TO DO: The lines below starting at the line containing "lidel: Thanks for" and ending at the line containing "lidel, line 1: @hacdias I" are to be repeated exactly, with both ends kept and nothing else added.

※ ※ ※

PR #422, opened 2023-08-02
feat(routing/http)!: delegated peer routing server and client, IPIP 417

hacdias:
Implementation of https://github.com/ipfs/specs/pull/417. Requires https://github.com/ipfs/boxo/pull/333.

- [x] Removes generic `Provide`.
- [x] Marks `ProvideBitswap` and all related methods and types as deprecated.
- [x] Add Peer Routing functions to the client. Tests.
- [x] Add Peer Routing functions to the server. Tests.
- [x] Chagelog for more updates. 

**Kubo PR** (includes #333): https://github.com/ipfs/kubo/pull/9877


BigLep:
Just wanted to say thanks for jumping on this @hacdias  as this is key for https://github.com/ipfs/helia/issues/182

CHANGELOG.md
```diff
@@ -16,12 +16,27 @@ The following emojis are used to highlight certain changes:
...
-* The `routing/http` client and server now support Delegated IPNS as per [IPIP-379](https://specs.ipfs.tech/ipips/ipip-0379/).
+* ✨ The `routing/http` package has received the following additions:
+  * Supports Delegated IPNS as per [IPIP-379](https://specs.ipfs.tech/ipips/ipip-0379/).
+  * Supports Delegated Peer Routing as per [IPIP-417](https://github.com/ipfs/specs/pull/417).
 
 ### Changed
 
+* 🛠 The `routing/http` package has suffered the following modifications:
+  * Client `FindProviders` has been renamed to `GetProviders`. Similarly, the
+    required function names in the server `ContentRouter` have also been updated
```
lidel: nit: https://github.com/ipfs/boxo/pull/333 adds `FindIPNSRecord`, see [comment](https://github.com/ipfs/boxo/pull/422#discussion_r1300710279) below

routing/http/contentrouter/contentrouter.go
```diff
@@ -3,55 +3,44 @@ package contentrouter
...
-var logger = logging.Logger("service/contentrouting")
-
-const ttl = 24 * time.Hour
+var logger = logging.Logger("routing/http/contentrouter")
 
 type Client interface {
-	ProvideBitswap(ctx context.Context, keys []cid.Cid, ttl time.Duration) (time.Duration, error)
-	FindProviders(ctx context.Context, key cid.Cid) (iter.ResultIter[types.ProviderResponse], error)
+	GetProviders(ctx context.Context, key cid.Cid) (iter.ResultIter[types.Record], error)
+	GetPeers(ctx context.Context, pid peer.ID) (peers iter.ResultIter[types.Record], err error)
```
lidel: :thought_balloon: Looking at this from different perspective, I am unsure if we want to change these to be `Get`.
In practice routing system only _Finds_ _some of them_, it never _Gets_ deterministic set of results.

Also, we have some ossification already for `FindProviders`. The custom Routing in Kubo confing  already uses `Find*`, and these keywords are  used by third-party projects ([example](https://github.com/ipni/index-provider/blob/main/README.md?plain=1#L146-L163)) and has things like:

```json
"Methods": {
      "find-peers": {
        "RouterName": "WanDHT"
      },
      "find-providers": {
        "RouterName": "ParallelHelper"
      },
      "get-ipns": {
        "RouterName": "WanDHT"
      },
      "provide": {
        "RouterName": "ParallelHelper"
      },
      "put-ipns": {
        "RouterName": "WanDHT"
      }
    },
```

`find-providers` is being used in production, and if we have it in config but `GetProviders` in code, it is bad UX/DX. 

@hacdias thoughts?

My initial idea would be to avoid changing `FindProviders` convention, since it is being used already in Kubo config for provider lookups.
 Instead, we can tweak ipns router names in Kubo config, as these are not used much yet, and make them consistent with provider ones.

My thinking is for Kubo config to  match go func names frotm this library, so:
- `find-providers` → `FindProviders
- `provide` → `Provide`
- `find-ipns` → `FindIPNS`
- `provide-ipns` → `ProvideIPNS` (might be a better name than "publish" because it allows us to do third-party providing of signed IPNS records, even when we are not original publisher)

routing/http/contentrouter/contentrouter.go
```diff
@@ -3,55 +3,44 @@ package contentrouter
...
 	"github.com/multiformats/go-multihash"
 )
 
-var logger = logging.Logger("service/contentrouting")
-
-const ttl = 24 * time.Hour
+var logger = logging.Logger("routing/http/contentrouter")
 
 type Client interface {
-	ProvideBitswap(ctx context.Context, keys []cid.Cid, ttl time.Duration) (time.Duration, error)
```
lidel, line 24: :warning:  i've realized that  if we remove this undocumented API, we will break https://github.com/ipni/index-provider/blob/3d81887128d9baa287324be93bda48307f5e8800/delegatedrouting/listener.go#L275

Let's be kinder here and avoid rug-pulling folks from bedrock working on the index-provider sidecar (and any third-party devs that use this)  until https://github.com/ipfs/specs/pull/378 is figured out.

@hacdias  thoughts what would be less work? I feel it might be (A) but lmk.

## (A) Restore the `ProvideBitswap`

- [ ]  restore and mark `ProvideBitswap` as  `// Deprecated: transport-agnostic provide is being worked on in https://github.com/ipfs/specs/pull/378` 
  - [ ] maybe also add generic `Provide` to the interface but make it no-op with comment or error with link to wip IPIP at https://github.com/ipfs/specs/pull/378
- [ ]  restore `ProvideMany` implementation that uses `ProvideBitswap` for now and `// TODO` to switch to `Provide`
 
 The goal here is to not break existing software until we have replacement for PURs, but signal  `ProvideBitswap` is deprecated and `Provide` is work in progress.

## (B)  Add generic  `Provide` ?

- [ ] interface: add `Provide` in place of removed `ProvideBitswap`
- [ ]  restore `ProvideMany` implementation but make it use `Provide` and `peer` schema  

This would  force `ipni/index-provider`  to switch to `peer` schema for puts (?). 
I'm not a fan as it grows scope, but maybe easier than it seems?

## (C)  Ask `/ipni/index-provider` maintainers if ok to break bitswap PUTs for now

We have sync with Bedrock on Tuesday ([content routing workgroup](https://www.notion.so/pl-strflt/Content-Routing-Workgroup-e59fa94a9c3f48d58480b7daf15bd356)) and we also have private sync on Friday. 

If we wan to avoid  (A) and (B) we could ask them if it is acceptable to break bitswap PUTs until we have bandwidth to finish and implement [IPIP-378](https://github.com/ipfs/specs/pull/378) is done.

lidel (changes requested):
Slight concern around inconsitent naming across our stack + breaking PUTs for existign users like  `ipni/index-provider` (details inline).

routing/http/contentrouter/contentrouter.go
hacdias: @lidel I decided to Go with A, even though I would rather prefer a B. I marked a bunch of types as deprecated, and now the CI is complaining because we use them ourselves 😭. I'm gonna see if I can "fix" that.

lidel: Thanks. Filled https://github.com/ipni/index-provider/issues/403 so we don't forget to update it when the IPIP lands.

routing/http/contentrouter/contentrouter_test.go
```diff
@@ -108,26 +128,40 @@ func TestFindProvidersAsync(t *testing.T) {
...
+		},
+		&types.PeerRecord{
+			Schema:    types.SchemaPeer,
+			ID:        &p3,
+			Protocols: []string{"transport-bitswap"},
+		},
+		&types.PeerRecord{
+			Schema:    types.SchemaPeer,
+			ID:        &p4,
+			Protocols: []string{"transport-horse"},
```
lidel, line 154: :horse:

routing/http/contentrouter/contentrouter_test.go
```diff
@@ -108,26 +128,40 @@ func TestFindProvidersAsync(t *testing.T) {
...
 		},
-		&types.UnknownProviderRecord{
-			Protocol: "UNKNOWN",
+		&types.UnknownRecord{
+			Schema: "UNKNOWN",
```
lidel: nit: cid.contact production uses lowercase ([example](https://cid.contact/routing/v1/providers/bafybeigdyrzt5sfp7udm7hu76uh7y26nf3efuylqabf3oclgtqy55fbzdi)), lets do the same here
```suggestion
			Schema: "unknown",
```

routing/http/contentrouter/contentrouter_test.go
```diff
@@ -137,7 +171,117 @@ func TestFindProvidersAsync(t *testing.T) {
...
+
+func TestFindPeer(t *testing.T) {
+	ctx := context.Background()
+	client := &mockClient{}
+	crc := NewContentRoutingClient(client)
+
+	p1 := peer.ID("peer1")
+	ais := []types.Record{
+		&types.UnknownRecord{
+			Schema: "Unknown",
```
lidel:
```suggestion
			Schema: "unknown",
```

routing/http/contentrouter/contentrouter_test.go
```diff
@@ -108,26 +128,40 @@ func TestFindProvidersAsync(t *testing.T) {
...
+			Protocols: []string{"transport-bitswap"},
+		},
+		&types.PeerRecord{
+			Schema:    types.SchemaPeer,
+			ID:        &p4,
+			Protocols: []string{"transport-horse"},
 		},
-		&types.UnknownProviderRecord{
-			Protocol: "UNKNOWN",
+		&types.UnknownRecord{
```
lidel, line 156: :warning:  @hacdias mind adding `ID` field here and including it in expects to ensure we are not ignoring responses with `Schema: "unknown"` that have valid `ID` (and optional `Addrs`)?

Rationale: cid.contact returns all nft.storage announcements like this ([example](https://cid.contact/routing/v1/providers/bafybeigdyrzt5sfp7udm7hu76uh7y26nf3efuylqabf3oclgtqy55fbzdi)) so it is really important to not have regressions here:

```json
{
  "Protocol":"unknown",
  "Schema":"unknown",
  "ID":"QmUA9D3H7HeCYsirB3KmPSvZh3dNXMZas6Lwgr4fv1HTTp",
  "Addrs":["/dns4/dag.w3s.link/tcp/443/https"]
}
```

 to ensure smooth transition, the client should detect when `UnknownRecord` has `ID` and `Addrs`  fields and convert it to `PeerRecord`.

routing/http/server/server_test.go
```diff
@@ -73,20 +83,19 @@ func TestResponse(t *testing.T) {
...
-				Schema:   types.SchemaBitswap,
-				ID:       &pid2,
-				Addrs:    []types.Multiaddr{},
+		results := iter.FromSlice([]iter.Result[types.Record]{
+			{Val: &types.PeerRecord{
+				Schema:    types.SchemaPeer,
+				ID:        &pid,
+				Protocols: []string{"transport-bitswap"},
+				Addrs:     []types.Multiaddr{},
 			}},
```
lidel, line 92: nit: in preexisting cases like this let's keep at least one with `Schema: types.SchemaBitswap,` because that is what https://cid.contact/routing/v1/providers/bafybeigdyrzt5sfp7udm7hu76uh7y26nf3efuylqabf3oclgtqy55fbzdi currently returns, and we should keep a regression test for it.

lidel (approved):
Thank you @hacdias, I think this cooked long enough to give it a try as opt-in in the next kubo release (https://github.com/ipfs/kubo/pull/9877).
Feel free to merge once we add missing regression tests for `Schema: "unknown"` (details inline)

routing/http/contentrouter/contentrouter_test.go
hacdias: @lidel I don't think there is a regression here. Anything other than `schema: bitswap` has _always_ been ignored:

https://github.com/ipfs/boxo/blob/303595bcdba7c4ff1e4186a8089a550df6da9d28/routing/http/contentrouter/contentrouter.go#L105-L138

If we add support for `unknown` stuff, we'd be entering a can of worms we might not be able to leave. I don't think we should add support here that did not exist. Also, right now, the contentrouter also filters out any peer that does not provide bitswap, as that was its behaviour before. I can change that, but is that what we want?

routing/http/contentrouter/contentrouter_test.go
hacdias: I changed it but it doesn't matter as anything other than bitswap has always been ignored: https://github.com/ipfs/boxo/pull/422#discussion_r1305340163

routing/http/contentrouter/contentrouter_test.go
hacdias: I changed it but it doesn't matter as anything other than bitswap has always been ignored: https://github.com/ipfs/boxo/pull/422#discussion_r1305340163

routing/http/server/server_test.go
hacdias: I re-added it.

hacdias:
@lidel I think this is ready to merge. Can you please take a look at my comment: https://github.com/ipfs/boxo/pull/422#discussion_r1305340163?

routing/http/contentrouter/contentrouter_test.go
hacdias: Also see https://github.com/ipfs/kubo/pull/9877#discussion_r1305482906.

lidel: Thanks for confirming this :pray:  If `Schema: unknown` was ignored before, I agree we should continue ignoring it, just wanted to be sure we don't regress on any behavior.

Filled https://github.com/ipni/indexstar/issues/147 to fix this on the other end, and have cid.contact return these using the `peer` schema.

gateway/gateway.go
lidel, line 1: @hacdias I don't think we should touch `boxo/gateway` in this PR? Changelog says nothing about this breaking change in `IPFSBackend` so i assume this is a bug (result of search and replace)?

routing/http/server/server.go
lidel, line 1: @hacdias  is there a way for the JSON produced by the server to NOT include `null`  fields?

```json
{
      "Addrs": null,
      "ID": "12D3KooWC7RmqL62K3gjxCeEs3Q1NP6Ca3xHN1Ht6ZwQqw86c5B6",
      "Protocols": null,
      "Schema": "peer"
    },
```

hacdias: Updated for `SchemaPeer` and `SchemaBitswap`.

routing/http/server/server.go
```diff
@@ -132,7 +147,145 @@ type server struct {
...
+func (s *server) findPeers(w http.ResponseWriter, r *http.Request) {
+	pidStr := mux.Vars(r)["peer-id"]
+
+	// pidStr must be in CIDv1 format. Therefore, use [cid.Decode]. We can't use
+	// [peer.Decode] because that would allow other formats to pass through.
+	cid, err := cid.Decode(pidStr)
+	if err != nil {
+		writeErr(w, "FindPeers", http.StatusBadRequest, fmt.Errorf("unable to parse peer ID: %w", err))
+		return
+	}
```
lidel: :warning: UX hiccup:  this error will be really, really annoying in Kubo, where commands like `ipfs swarm peers` return non-CID PeerIDs like `12D3KooWHj48PbuAPUf9LeovBJZEXn2A4rseW5z9wbTBwvM82nAq`.
User will copy it, and then get this error without any 


```console
$ curl  http://127.0.0.1:8280/routing/v1/peers/12D3KooWHj48PbuAPUf9LeovBJZEXn2A4rseW5z9wbTBwvM82nAq
unable to parse peer ID: invalid cid: selected encoding not supported
```

@hacdias I agree we should error here, but could you improve error mesaage?

Do what we already do at https://cid.ipfs.tech/#12D3KooWHj48PbuAPUf9LeovBJZEXn2A4rseW5z9wbTBwvM82nAq and return meaningful error that has CIDv1 (with libp2p-key codec) representation and asks user to try again with it (actionable, allows user to self-service and fix without asking on forums, googling).

CHANGELOG.md
```diff
@@ -16,10 +16,26 @@ The following emojis are used to highlight certain changes:
 
 ### Added
 
+* ✨ The `routing/http` not supports Delegated Peer Routing as per [IPIP-417](https://github.com/ipfs/specs/pull/417).
```
```suggestion
* ✨ The `routing/http` implements Delegated Peer Routing introduced in [IPIP-417](https://github.com/ipfs/specs/pull/417).
```

CHANGELOG.md
```diff
@@ -16,10 +16,26 @@ The following emojis are used to highlight certain changes:
...
+
 ### Changed
 
+* 🛠 The `routing/http` package has suffered the following modifications:
```
```suggestion
* 🛠 The `routing/http` package received the following modifications:
```

CHANGELOG.md
```diff
@@ -16,10 +16,26 @@ The following emojis are used to highlight certain changes:
...
+  * `ReadBitswapProviderRecord` has been renamed to `BitswapRecord` and marked as deprecated.
+    From now on, please use the protocol-agnostic `PeerRecord` for most use cases. The new
+    Peer Schema has been introduced in [IPIP-417](https://github.com/ipfs/specs/pull/417).
+
 ### Removed
 
+* 🛠 The `routing/http` package has suffered the following removals:
+  * Server and client no longer support the generic `Provide` method for content routing.
+    `ProvideBitswap` is still usable, but marked as deprecated. A protocol-agnostic 
+    provide mechanism is being worked on in [IPIP-378](https://github.com/ipfs/specs/pull/378).
```
```suggestion
* 🛠 The `routing/http` package experienced following removals:
  * Server and client no longer support the experimental `Provide` method.
    `ProvideBitswap` is still usable, but marked as deprecated. A protocol-agnostic 
    provide mechanism is being worked on in [IPIP-378](https://github.com/ipfs/specs/pull/378).
```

※ ※ ※

THE COMPLETED TASK:
lidel: Thanks for confirming this :pray:  If `Schema: unknown` was ignored before, I agree we should continue ignoring it, just wanted to be sure we don't regress on any behavior.

Filled https://github.com/ipni/indexstar/issues/147 to fix this on the other end, and have cid.contact return these using the `peer` schema.

gateway/gateway.go
lidel, line 1: @hacdias I don't think we should touch `boxo/gateway` in this PR? Changelog says nothing about this breaking change in `IPFSBackend` so i assume this is a bug (result of search and replace)?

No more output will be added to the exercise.